PR #677, opened 2021-01-22
refactor: use rest_url to get the /posts route, for Toolkit

dkoo:
### All Submissions:

WP.com Toolkit (formerly Full Site Editing) performs some kind of server-side transformation of REST API endpoints. This refactor will ensure that the path used for the new `/posts` endpoint comes from the server with the required transformations, rather than being hard-coded in the JS.

This is a pure refactor and shouldn't cause any changes in behavior when the plugin is run on a non-WP.com site.

Related to #404 

1. Create or edit a page and add a Homepage Posts block. 
2. Verify that the block loads posts in the editor as expected, with no change in behavior.

### Other information:

### DIFF
--- a/class-newspack-blocks-api.php
+++ b/class-newspack-blocks-api.php
@@ -390,7 +390,7 @@ class Newspack_Blocks_API {
 	public static function register_posts_endpoint() {
 		register_rest_route(
 			'newspack-blocks/v1',
-			'/homepage-article-posts',
+			'/newspack-blocks-posts',
 			[
 				'methods'             => \WP_REST_Server::READABLE,
 				'callback'            => [ 'Newspack_Blocks_API', 'posts_endpoint' ],
--- a/class-newspack-blocks-api.php
+++ b/class-newspack-blocks-api.php
@@ -385,80 +385,6 @@ class Newspack_Blocks_API {
 	}
 
 	/**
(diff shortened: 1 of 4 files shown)


class-newspack-blocks-api.php
```diff
@@ -390,7 +390,7 @@ public static function register_video_playlist_endpoint() {
 	public static function register_posts_endpoint() {
 		register_rest_route(
 			'newspack-blocks/v1',
-			'/posts',
+			'/homepage-article-posts',
```
adekbadek, line 393: With the plan to use this endpoint for the Posts Carousel block, this name change might become misleading. Why not leave it as it was?

dkoo: Good call. Renamed to `/newspack-blocks-posts` in 3982fd2

dkoo:
Adding a Do Not Merge! label because renaming the route needs to be tested to see if it solves a bug downstream.

adekbadek (approved):

dkoo:
Tested the downstream application and 95fcb09 should fix the problem there. Again, no changes in behavior on a standalone plugin installation.

dkoo:
@adekbadek I had to push a new commit here: 95fcb09

Can I get a re-review?

adekbadek (approved):

PR #661, opened 2021-01-05
feat: custom endpoint for homepage posts in editor

jeffersonrabb:
### All Submissions:

* [x] Have you followed the [Newspack Contributing guideline](https://github.com/Automattic/newspack-theme/blob/master/.github/CONTRIBUTING.md)?
* [x] Does your code follow the [WordPress' coding standards](https://make.wordpress.org/core/handbook/best-practices/coding-standards/) and [VIP Go coding standards](https://vip.wordpress.com/documentation/vip-go/code-review-blockers-warnings-notices/)?
* [x] Have you checked to ensure there aren't other open [Pull Requests](../../pulls) for the same update/change?

### Changes proposed in this Pull Request:

Replaces core WordPress `/wp/v2/posts` with a custom endpoint. This is done in preparation for CPT support in Homepage Posts block. Core v2 endpoints are limited to a single post type, so to enable a mixed group of CPTs it is necessary to switch to a custom endpoint. This PR is a pure refactor and should work exactly like `master`. Once this is merged, a follow-up PR will add support for CPT selection. This PR also replaces the specific posts look up with a custom API which was previously considered experimental. The custom API should be much faster and more efficient. 

### How to test the changes in this Pull Request:

1. Edit a page or post with many Homepage Posts blocks. 
2. Open Dev Tools->Network->XHR and verify all API requests go to `/wp-json/newspack-blocks/v1/posts`. On `master` the same requests should go to `wp-json/wp/v2/posts`.
3. In one Homepage Posts Block switch on "Choose specific posts," then type something in the search field. On `master` the API call should go to `/wp-json/wp/v2/search`. On this branch, verify the API call goes to `/wp-json/newspack-blocks/v1/specific-posts`
4. There should be no functional changes in this branch. Verify all behaviors of the block work exactly as they do on `master`. 
5. These changes affect the editor environment only. There should be no need to test anything on the front end.
6. As a sanity check, verify the Posts Carousel block continues to work as it does on `master`.

### Other information:

* [x] Have you added an explanation of what your changes do and why you'd like us to include them?
* [ ] Have you written new tests for your changes, as applicable?
* [ ] Have you successfully ran tests with your changes locally?

PR #681, opened 2021-01-27
fix: in specific posts mode, post order should match input order

dkoo:
### All Submissions:

Fixes a bug reported by a Newspack publisher:

> We had this come in from the editorial team and am curious if anything changed in how the post order is displayed for editors. For context, here is the editor's note " The order of stories displayed in the three-story row when editing the home page no longer reflects the list of post order in the editing window on the rail, or on the actual page. (fortunately, the order in the editing window matches the actual page, but until now changing the order on editing window also changed the preview display on the backend.)"

To summarize: since #661, when editing a block in Specific Posts mode, the posts in the editor preview are always shown in descending order of publish date (same as in query mode), which doesn't match the front-end display. Posts in the front-end are shown in the order they appear in the Specific Posts autocomplete field.

Note: I'm removing the `orderby` param from the `/posts` endpoint callback, since we're no longer using it anywhere at the moment, but we can always add it back if we find a need to pass that arg in from the JS.

1. On `master`, create a Homepage Posts block and enable Specific Posts mode. Add several posts, ensuring that you add them in an order that won't match their publish date. Observe that the posts in the editor preview appear in descending order of publish date.
2. Publish the page and view the front-end, and observe that the order of the posts in the front-end matches the order you entered in them into the autocomplete field.
3. Check out this branch and run `npm run build`.
4. Refresh the page editor and confirm that the editor preview now shows the posts in the same order as both the autocomplete field and the front-end.

### Other information:

### DIFF
--- a/class-newspack-blocks-api.php
+++ b/class-newspack-blocks-api.php
@@ -423,9 +423,6 @@ class Newspack_Blocks_API {
 						),
 						'default' => array(),
 					],
-					'orderby'      => [
-						'sanitize_callback' => 'sanitize_text_field',
-					],
 					'per_page'     => [
 						'sanitize_callback' => 'absint',
 					],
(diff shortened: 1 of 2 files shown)


jeffersonrabb (approved):
Nice fix!

PR #689, opened 2021-02-04
refactor: get specific posts REST endpoint from localized value

### LINKED ISSUE #685: Blog Posts Block: Hide "Load More" option in editor when using Specific Posts mode
Related to https://github.com/Automattic/wp-calypso/issues/47086

The above issue is no longer replicable after #640, because when the block is in Specific Posts mode, we hide the "max number of items" option and simply get all of the specified posts up to 100 max, rather paginating the results. This means the "Load More" button will never be visible on the front-end.

Therefore, for Specific Posts blocks, we should also hide the option to show the load more button at all, and not show it in the editor preview render, to match the front-end display.

dkoo:
### All Submissions:

The same fix as #677, but for `specific-posts`.

Refactors the `newspack-blocks/v1/specific-posts` custom endpoint so that it is a.) retrieved from a localized value, so that it gets run through the `rest_url` filter, and b.) moved to the Homepage Posts REST controller, so that the downstream application knows to pick it up.

Also fixes #685.

#### Endpoint test

This is a pure refactor and shouldn't affect behavior in a non-WP.com environment. To test, create a block in Specific Posts mode and ensure that the posts load as expected in both the editor and on the front-end.

#### "Load More" test

1. Create a new Homepage Posts block and enable "specific posts" mode.
2. Confirm that the `Show "Load more posts" Button` is hidden when specific posts mode is on, and shown when it's off.

### Other information:

### DIFF
--- a/class-newspack-blocks-api.php
+++ b/class-newspack-blocks-api.php
@@ -385,38 +385,6 @@ class Newspack_Blocks_API {
 	}
 
 	/**
-	 * Register specific posts endpoint.
-	 */
-	public static function register_post_lookup_endpoint() {
-		register_rest_route(
-			'newspack-blocks/v1',
-			'/specific-posts',
-			[
-				'methods'             => \WP_REST_Server::READABLE,
-				'callback'            => [ 'Newspack_Blocks_API', 'specific_posts_endpoint' ],
-				'args'                => [
-					'search'   => [
-						'sanitize_callback' => 'sanitize_text_field',
-					],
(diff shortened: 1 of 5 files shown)


jeffersonrabb (approved):

dkoo:
@jeffersonrabb could use another quick review. Also tacking on another fix for a bug that was reported by the .com folks.

jeffersonrabb (approved):
🚢

Issue #700, opened 2021-02-16
Homepage Posts: excerpt in editor displaying extraneous content


creativecoder:
**Describe the bug**

The excerpt displayed in the editor for the Homepage Posts block is showing extraneous information that is normally filtered out using the standard WordPress functions (like `get_the_excerpt`).

It looks like this was introduced by the changes in #607...  See this note in the description of that PR:

> The one remaining issue is that the_excerpt is no longer filtered in the editor

Any PHP rendered block that uses "fallback content" in the save function will show that content as part of the excerpt in the editor. (Fallback content is needed for contexts where the post content is shown without executing PHP, like sending new posts via email.)

**To Reproduce**

1. Create a post and add a block that uses "fallback" content at the beginning of the post (2 example blocks in Jetpack are the Podcast Player or Eventbrite Checkout block)
2. Use the Homepage Posts block on a page, that displays in the post you just created, including the excerpt
3. In the editor, see that the fallback content displays in the preview of the excerpt

**Screenshots**

| Editor | Front-end |
| - | - |
| <img width="600" alt="Screen Shot 2021-02-15 at 17 53 24" src="https://user-images.githubusercontent.com/1699996/108003073-2b3c4300-6fb7-11eb-947f-fa8651872e2c.png"> | <img width="600" alt="Screen Shot 2021-02-15 at 17 54 13" src="https://user-images.githubusercontent.com/1699996/108003074-2bd4d980-6fb7-11eb-9d88-f1112605efb0.png"> |

It looks quite odd when you're previewing several posts, for example

![image](https://user-images.githubusercontent.com/1699996/108003253-cc2afe00-6fb7-11eb-8761-d9e09478f5e1.png)

**Expected behavior**

The excerpt displayed in the editor matches what's on the front-end.

cc @laurelfulford

PR #701, opened 2021-02-16
refactor: render custom excerpt length server-side

jeffersonrabb:
### All Submissions:

The custom excerpt length control introduced in https://github.com/Automattic/newspack-blocks/pull/607 had one drawback, which is that `the_excerpt is no longer filtered in the editor.` This has come up in https://github.com/Automattic/newspack-blocks/issues/700 as a problem for blocks with fallback content. The custom posts endpoint introduced in https://github.com/Automattic/newspack-blocks/pull/661 opens up a cleaner way to deal with this problem. In this PR, the block excerpt length and visibility attributes are passed to the endpoint and the endpoint uses excerpt filtering identical to the block's front-end rendering. This should also mean the truncated excerpt is _slightly_ more WYSIWYG since the editor and front-end are now using the exact same approach.

Closes https://github.com/Automattic/newspack-blocks/issues/700

1. Add a few Homepage Posts blocks to a post, toggle on `Show Excerpt` on some of them, and try a variety of `Max number of words in excerpt` settings.
2. Verify the results seen in the editor match the results seen in front end.
3. On `master`, replicate the issue described in https://github.com/Automattic/newspack-blocks/issues/700 using a block with fallback content (Podcast Player or Eventbrite Checkout). 
4. Switch to this branch, verify the issue is resolved.

### Other information:

### DIFF
--- a/class-newspack-blocks-api.php
+++ b/class-newspack-blocks-api.php
@@ -438,6 +438,12 @@ class Newspack_Blocks_API {
 			$args['post_type'] = $params['post_type'];
 		}
 
+		$block_attributes = [
+			'showExcerpt'   => $params['show_excerpt'],
+			'excerptLength' => $params['excerpt_length'],
+		];
+		Newspack_Blocks::filter_excerpt_length( $block_attributes );
+
 		$query        = new WP_Query();
 		$query_result = $query->query( $args );
 		$posts        = [];
@@ -486,6 +492,9 @@ class Newspack_Blocks_API {
 
 			$posts[] = array_merge( $data, $add_ons );
 		}
+
+		Newspack_Blocks::remove_excerpt_length_filter();
+
 		return new \WP_REST_Response( $posts );
 	}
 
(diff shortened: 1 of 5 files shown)


creativecoder (commented):
@jeffersonrabb Thank you for the quick fix.

✅ This change fixes #700 and I seems like a much cleaner way to display the excerpt in the editor!

One more improvement I think would be good before merging this is debouncing the excerpt length change. As is, a lot of requests can be triggered while adjusting the range slider:

newspack-post-requests-when-changing-excerpt-length

adekbadek:
> One more improvement I think would be good before merging this is debouncing the excerpt length change. As is, a lot of requests can be triggered while adjusting the range slider

Good catch! It appears that these are actually the preview blocks in the "Styles" tab making these requests; the requests made by the block "in the editor" are using the `newspack-blocks/v1/newspack-blocks-posts` endpoint (and have debouncing in place).

adekbadek:
@creativecoder debounce added in b5824c9 👍

adekbadek (approved):

dkoo (approved):
Works as described 👍

PR #731, opened 2021-04-02
Carousel: handle posts without featured images

### LINKED ISSUE #443: Articles Carousel: missing placeholder for empty state
**Describe the bug**
When there are no posts with featured images, the Articles Carousel renders without slides. To the user this will appear broken and leaves them at a loss as to what is wrong.

**Expected behavior**
We should provide the user with clear instructions on how to resolve the issue. Ideally, when there are no featured image posts, there should be a placeholder instead of the carousel that tells the user that they need to add featured images to their posts in order for those to appear in the Articles carousel. 

**To Reproduce**
1. Create posts without a featured image
2. Create a new post and added the Articles Carousel

**Screenshots**

Screenshot 2020-04-28 at 13 38 11

adekbadek:
### All Submissions:

Closes #443

1. Insert three Carousel blocks on a page: one that renders posts with featured images, one that renders posts without any, and one which would render no posts
2. In the editor, observe the first is behaving as expected, the second is displaying grey surface in place of the featured image, and the last is displaying a center-aligned error message (and no carousel arrows)
3. On frontend, first two should behave as in the editor, while the last should not render any visible content

### Other information:


src/blocks/carousel/view.php
```diff
@@ -66,28 +63,30 @@ function newspack_blocks_render_block_carousel( $attributes ) {
 		while ( $article_query->have_posts() ) :
```
dkoo, line 63: If the carousel has no posts, I still see empty carousel UI on the front-end. At this point, if `! $article_query->have_posts()`, we should just return early before the UI below line 220 gets rendered.

Screen Shot 2021-04-05 at 8 50 12 PM

src/blocks/carousel/edit.js
```diff
@@ -146,70 +149,71 @@ class Edit extends Component {
...
-							/>
-							<button
-								className="amp-carousel-button amp-carousel-button-next swiper-button-next"
-								ref={ this.btnNextRef }
-							/>
-							<div
-								className="swiper-pagination-bullets amp-pagination"
-								ref={ this.paginationRef }
-							/>
+							{ ! hasNoPosts && (
```
dkoo, line 201: We should also not render the next/previous UI (buttons and bullets) if there's only one post, both here and on the front-end.

dkoo (changes requested):
Looking good overall, just a couple of minor UI requests below.

src/blocks/carousel/edit.js
adekbadek: Done in c439d60f50f5f72fd091be2cd60dd1abd822a088

src/blocks/carousel/view.php
adekbadek: Done in 9660922eda7f97fc2005bd71eb15e1ed67385b35

dkoo (approved):
This looks good now, thanks for the updates!

PR #750, opened 2021-05-03
feat: add carousel block attribute for slidesPerView

dkoo:
### All Submissions:

Adds a new Post Carousel block attribute to set the number of visible slides at a time. This will effectively make each slide visually smaller.

Also fixes a dependency bug for non-AMP pages where `@wordpress/x` modules weren't being imported correctly due to the `view.js` being enqueued too early.

Also renders carousels with a `slidesPerView` config setting that never exceeds the actual number of slides in the carousel, regardless of the block attribute setting.

Also fixes a bug where if a post in the carousel has neither a valid permalink nor an external URL, it was linking to a "not found" page.

#### Dependency bugfix

1. On `master`, add a Post Carousel to a post or page and turn off AMP.
2. On the front-end, observe a JS console error similar to `'@wordpress/i18n' Cannot read property 'sprintf' of undefined`
3. Also observe that the swiper bullets don't update properly when changing slides.
4. Check out this branch, rebuild and refresh. Confirm that both issues are fixed.

#### New attribute

1. On this branch, create or edit a Post Carousel.
2. Under the Slideshow Settings panel, observe a new range slider for "Number of slides to show at once"
3. Confirm that the min and default is `1`
4. Confirm that the max is either:
  - The "Number of items" setting, if in query mode
  - The total number of posts returned by the query, in either query or specific posts mode
  - 6, if any of the above is more than that
5. Confirm that changing the setting updates the slider view in both the preview and on the front-end, in both AMP and non-AMP mode.

#### `slidesPerView` never exceeds the number of slides

1. Create a Post Carousel and make sure it's rendering a bunch of posts (more than 5).
3. Set "Number of slides to show at once" to the max (6). Save the post.
4. Change the block to "specific posts" mode and select a small number of posts (2 works well).
5. Confirm that in the editor, the carousel changes to show only 2 posts at a time (there shouldn't be any extra whitespace at the end of the carousel).
6. Confirm that the "Number of slides to show at once" now shows `2`, or the number of posts in the carousel (if lower than the initial setting).
7. Confirm the same on the front-end, in both AMP and non-AMP mode.

#### No valid link fix

1. Create a sponsor and a supporter post (using the [Sponsors](https://github.com/Automattic/newspack-sponsors) and [Supporters](https://github.com/Automattic/newspack-supporters) plugins—Supporters must have [this branch](https://github.com/Automattic/newspack-supporters/pull/3) active). Add featured images and other info to both, but leave the "External URL" (Sponsors) and "Supporter URL" (Supporters) fields empty.
2. Create a Post Carousel and Homepage Posts block. Add the sponsor and supporter lacking links. For the Homepage Posts, block turn on the "Add a 'Read More' link" option.
3. Confirm that both in the editor preview on the front-end, the items are rendered in both blocks without linking anywhere, because they have neither a valid permalink nor external URL to link to.

### Other information:


dkoo:
Note: discovered #751 while testing for this, but will work on that in a separate PR.

src/blocks/carousel/view.php
```diff
@@ -70,6 +72,7 @@ function newspack_blocks_render_block_carousel( $attributes ) {
 									array(
 										'object-fit' => $attributes['imageFit'],
 										'layout'     => 'fill',
+										'class'      => 'contain' === $attributes['imageFit'] ? 'image-fit-contain' : 'image-fit-cover',
```
adekbadek, line 75: I'm getting a PHP notice here: `Undefined index: imageFit` - probably because the attribute is not registered in the [block registration call](https://github.com/Automattic/newspack-blocks/blob/006e7f8eb7acfc477f167e56bf63ffa6630c4fc6/src/blocks/carousel/view.php#L343).

adekbadek (changes requested):
The switch to `amp-base-carousel` might enable us to start using [Bento AMP, as it is a ported component](https://amp.dev/documentation/components/amp-base-carousel/?format=websites) 😎

1. The block is cropped in non-AMP & editor contexts when set to more than one slides to show at once:

image

2. In AMP context, something's off with the layout:

image

image

src/blocks/carousel/view.php
dkoo: Fixed in c331f21

dkoo:
> The switch to `amp-base-carousel` might enable us to start using [Bento AMP, as it is a ported component](https://amp.dev/documentation/components/amp-base-carousel/?format=websites) 😎

Nice! I haven't seen any major issues with the switch from `amp-carousel` to `amp-base-carousel`, but the latter is what lets us display multiple slides at once.

> 1. The block is cropped in non-AMP & editor contexts when set to more than one slides to show at once

The use of `position: absolute` with no fixed height on the `.entry-wrapper` element makes this hard to avoid when there are multiple slides being shown at once. It's extra unavoidable in the AMP context because of the `layout="responsive"` on the `amp-base-carousel`, which forces the slides to a specific aspect ratio (4:3).

Since the main use case of the multiple images being shown at once is sponsor logos with no `.entry-meta` content, I think we can leave this for now, and if necessary advise users to not try to cram too much content into each slide.

> 2. In AMP context, something's off with the layout:

I think c331f21 addresses the AMP styles a bit better—can you re-test?

src/blocks/carousel/view.php
dkoo: This was also fixed in #754, so resolved the conflict in 995f524.

src/blocks/carousel/view.php
```diff
@@ -56,27 +58,36 @@ function newspack_blocks_render_block_carousel( $attributes ) {
 			$counter++;
 			$has_featured_image = has_post_thumbnail();
 			$post_type          = get_post_type();
-			$external_url       = get_post_meta( $post_id, 'newspack_sponsor_url', true );
+			$sponsor_url        = get_post_meta( $post_id, 'newspack_sponsor_url', true );
+			$supporter_url      = get_post_meta( $post_id, 'newspack_supporter_url', true );
+			$external_url       = ! empty( $sponsor_url ) ? $sponsor_url : $supporter_url;
 			$link               = ! empty( $external_url ) ? $external_url : get_permalink();
+			$post_type_info     = get_post_type_object( $post_type );
+			$has_link           = ! empty( $post_type_info->public ) || ! empty( $external_url ); // False if a sponsor or supporter without an external URL.
```
adekbadek, line 66: Duplicated logic (from `includes/class-newspack-blocks-api.php`) could be abstracted to a `Newspack_Blocks` method.

src/blocks/carousel/view.php
```diff
@@ -224,18 +235,24 @@ function newspack_blocks_render_block_carousel( $attributes ) {
...
 		$selector    = sprintf(
 			'<amp-selector id="wp-block-newspack-carousel__amp-pagination__%1$d" class="swiper-pagination-bullets amp-pagination" on="select:wp-block-newspack-carousel__amp-carousel__%1$d.goToSlide(index=event.targetOption)" layout="container">%2$s</amp-selector>',
 			absint( $newspack_blocks_carousel_id ),
 			implode( '', $buttons )
 		);
 		$carousel    = sprintf(
-			'<amp-carousel width="4" height="3" layout="responsive" type="slides" data-next-button-aria-label="%1$s" data-prev-button-aria-label="%2$s" controls loop %3$s id="wp-block-newspack-carousel__amp-carousel__%4$s" on="slideChange:wp-block-newspack-carousel__amp-pagination__%4$s.toggle(index=event.index, value=true)">%5$s</amp-carousel>',
+			'<amp-base-carousel class="wp-block-newspack-carousel__amp-carousel" width="%1$s" height="3" layout="responsive" snap="true" type="slides" data-next-button-aria-label="%2$s" data-prev-button-aria-label="%3$s" controls loop %4$s id="wp-block-newspack-carousel__amp-carousel__%5$s" on="slideChange:wp-block-newspack-carousel__amp-pagination__%5$s.toggle(index=event.index, value=true)" advance-count="1" visible-count="%6$s">%7$s</amp-base-carousel>',
```
adekbadek, line 249: In order to mitigate the cropping issue, how about setting the `width` to `1` and allowing the user to choose aspect ratio via an attribute that would translate to `height` (in 0-1 range)?

adekbadek (changes requested):

adekbadek:
> Since the main use case of the multiple images being shown at once is sponsor logos with no .entry-meta content, I think we can leave this for now

With the block being available in Gutenberg, I don't think we have the luxury of making such assumptions ;)

dkoo:
> With the block being available in Gutenberg, I don't think we have the luxury of making such assumptions ;)

I hear you—maybe your suggestion to make the aspect ratio a configurable attribute will help with this.

src/blocks/carousel/view.php
dkoo: This is a great idea—will explore this option.

src/blocks/carousel/view.php
dkoo: Good idea! I added a helper method for this in 54d2be2.

includes/class-newspack-blocks.php
```diff
@@ -195,6 +195,9 @@ public static function block_classes( $type, $attributes = array(), $extra = arr
 		if ( ! empty( $attributes['align'] ) ) {
 			$classes[] = 'align' . $attributes['align'];
 		}
+		if ( self::is_amp() ) {
+			$classes[] = 'is-amp';
```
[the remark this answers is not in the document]
dkoo: Removed in 54d2be2.

dkoo:
@adekbadek, in 91e87e4 I added some new block attributes to control aspect ratio (also another simpler attribute that lets you hide the slideshow controls). Test instructions:

#### Hide controls

1. Under "Slideshow Settings", observe a new option to "Hide Controls", which is disabled by default.
2. Enable the option and confirm that the slideshow controls are visually hidden a.) in the editor preview, b.) on the front-end with AMP on, and c.) on the front-end with AMP off.

#### Aspect ratio

Note that it's still possible to create a slideshow with text that ends up overflowing the container, especially if you use a short aspect ratio such as `16:9`, but it's much easier to avoid using the options available now.

1. Under "Slideshow Settings", observe a new set of buttons to set the aspect ratio. The default value is `4:3`, which is what the AMP carousel was previously set to under all conditions.
2. Try out the various options available. Confirm that changing the option updates the aspect ratio of all the slides in the slideshow in the editor preview.
3. Test the various options on the front-end with both AMP and non-AMP. Confirm that the slides render as expected.

dkoo:
Added another feature in 3da829f: below the mobile breakpoint (600px as defined in the theme), the carousel will display a max of 2 slides (only if the attribute is set to greater than 1) in both AMP and non-AMP. This addresses publisher feedback that the slides get too visually small on mobile devices.

src/blocks/carousel/view.php
```diff
@@ -258,6 +274,9 @@ function newspack_blocks_render_block_carousel( $attributes ) {
 	}
 	$data_attributes = [
 		'data-current-post-id=' . $post_id,
+		'data-slides-per-view=' . $attributes['slidesPerView'],
+		'data-slide-count=' . $counter,
+		'data-aspect-ratio=' . $attributes['aspectRatio'],
```
adekbadek, line 279: Getting a PHP notice here: `Undefined index: aspectRatio`

includes/class-newspack-blocks-api.php
```diff
@@ -367,6 +367,7 @@ public static function posts_endpoint( $request ) {
 				'newspack_post_format'            => self::newspack_blocks_post_format( $data ),
 				'newspack_post_sponsors'          => self::newspack_blocks_sponsor_info( $data ),
 				'post_type'                       => $post->post_type,
+				'post_link'                       => Newspack_Blocks::get_post_link( $post_id ),
```
adekbadek, line 370: Getting a PHP notice here: `Undefined variable: post_id`

adekbadek (changes requested):
Just some small tweaks needed

src/blocks/carousel/view.php
dkoo: Ah, forgot to register that attribute in PHP. Fixed in e484fbd.

includes/class-newspack-blocks-api.php
dkoo: Good catch—fixed in e484fbd.

adekbadek (changes requested):
I didn't notice before, sorry - in non-AMP version, the controls are hidden when the screen is below 600px wide.

adekbadek (approved):
The missing arrows are ok - this is for mobile users, who are more likely to swipe anyway.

### [Goal of the exercise]
Take every line above that includes "Eventbrite" and list it.

### [Worked solution]
1. Create a post and add a block that uses "fallback" content at the beginning of the post (2 example blocks in Jetpack are the Podcast Player or Eventbrite Checkout block)
3. On `master`, replicate the issue described in https://github.com/Automattic/newspack-blocks/issues/700 using a block with fallback content (Podcast Player or Eventbrite Checkout). 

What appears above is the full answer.